Holidays! Chestnuts roasting on a open fire…well, how about in the oven instead. My Father made Roasted Chestnuts every year. During culinary school, I was lucky enough to get a chestnut knife making it much easier and safer to score them.
The recipe is very simple. Score each chestnut with a chestnut or a curved paring knife. Place the cut side up and roast in a 400 degree oven for 20-25 minutes depending on their size. Remove from the oven. Hold each chestnut with a clean towel, one at a time, and peel removing the shell and skin.
- 1 pound Chestnuts
- Step 1 Preheat your oven to 400 degrees Fahrenheit.

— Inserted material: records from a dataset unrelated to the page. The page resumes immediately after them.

PR #200, opened 2022-08-12
Add CountValues function

orccn:
Add CountValues function


samber (approved):

samber:
Thanks for the contrib.

Let's merge ;)

Issue #202, opened 2022-08-17
Feature: Add an EmtpyOr func 


kebe7jun:
`func EmptyOr[T comparable](v T, fallback T) T` returns fallback value if first argument is a zero value.
This would be useful to set the default value when implementing some interfaces.

PR #203, opened 2022-08-17
feat: add EmptyOr func

kebe7jun:
Fix https://github.com/samber/lo/issues/202


samber:
I think in that case we can just use `lo.Coalesce("", "hello world")`

Strernd:
```
	payload := SomePayload{
		SomeAttr:     lo.Coalesce[string](input.Some, input.Alternative),
	}
```
In such a case this is unhandy. Migrating from a `lo.FromPtrOr` and there is no equivalent if the type is no pointer.

PR #205, opened 2022-08-17
feat: relax FindKeyBy constraint

### LINKED ISSUE #204: `FindKeyBy` value constraint should be relaxed to `any`
Real use case: map of maps. When map's value type is another map it is not `comparable`, but this isn't required to run predicate function.

Example:

```go
var m map[K1]map[K2]V2
_, found := lo.FindKeyBy(m, func(k1 K1, v1 map[K2]V2) bool {
	_, found := lo.FindKeyBy(v1, func(k2 K2, v2 V2) bool {
		return match(v2)
	})
	return found
})
```

powerman:
Fixes #204

### DIFF
--- a/find.go
+++ b/find.go
@@ -98,7 +98,7 @@ func FindKey[K comparable, V comparable](object map[K]V, value V) (K, bool) {
 }
 
 // FindKeyBy returns the key of the first element predicate returns truthy for.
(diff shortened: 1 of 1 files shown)


samber:
Gosh! I suppose It was a copy from `lo.FindKey` that needs a `comparable` type.

Thanks for the bug report!

Issue #192, opened 2022-07-29
Uniq (and others) turn nil slice to non-nil empty slice


powerman:
This is surprising and not documented behaviour.
I believe it's the best to fix it (return nil), or otherwise at least document it.

Alucardik:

- Step 2 Using a sharp chestnut knife (or paring knife), score each chestnut by making an X, a cross (+), or a long slit on one side of the nut.
- Step 3 Place chestnuts in a single layer on a baking dish.
- Step 4 Bake until flesh is tender and golden, about 20-25 minutes depending on their size.
- Step 5 Remove from oven.
- Step 6 Working quickly, place 1 chestnut in a clean kitchen towel. Hold the chestnut and peel the shell and inner skin. Repeat until all chestnuts have been peeled.
- Step 7 Serve immediately or use in another dish.